**THE INPUT**
PR #1913, opened 2023-07-19
P4RT-1.1 , update DUT links from 2 to 4

rsindhujha:
Changed metadata.textproto from TESTBED_DUT_ATE_2LINKS to TESTBED_DUT_ATE_4LINKS, to have a better chance of different nodes getting selected during run.


sachendras (approved):

LimeHat:
@rsindhujha you're modifying p4rt-2.1 instead of p4rt-1.1 (which is stated in the subject). Is this intended?

rsindhujha:
> @rsindhujha you're modifying p4rt-2.1 instead of p4rt-1.1 (which is stated in the subject). Is this intended?

Thanks for pointing out @LimeHat. My bad, modified the wrong file. Fixed it now.

greg-dennis (approved):
Approving for Go quality (there is no Go code here)

greg-dennis (changes requested):
Actually, hold on, I'm not sure the point of this PR. The testbed should specify what the test requires, and this test only request 2 links, right?

rsindhujha:
> Actually, hold on, I'm not sure the point of this PR. The testbed should specify what the test requires, and this test only request 2 links, right?

On Juniper ptx10001, with 2 port topology there are  chances that both ports are picked from the same FAP. To help ports getting picked from multiple FAPs increasing it to 4 port topology helps.

sachendras:
We are fixing this internally hence the pull is not required anymore, closing!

**WHAT IS REQUIRED**
Go through the entries above, and wherever a line holds the word "from", copy that line.

**OUTPUT FOR THIS EXERCISE**
P4RT-1.1 , update DUT links from 2 to 4
Changed metadata.textproto from TESTBED_DUT_ATE_2LINKS to TESTBED_DUT_ATE_4LINKS, to have a better chance of different nodes getting selected during run.
On Juniper ptx10001, with 2 port topology there are  chances that both ports are picked from the same FAP. To help ports getting picked from multiple FAPs increasing it to 4 port topology helps.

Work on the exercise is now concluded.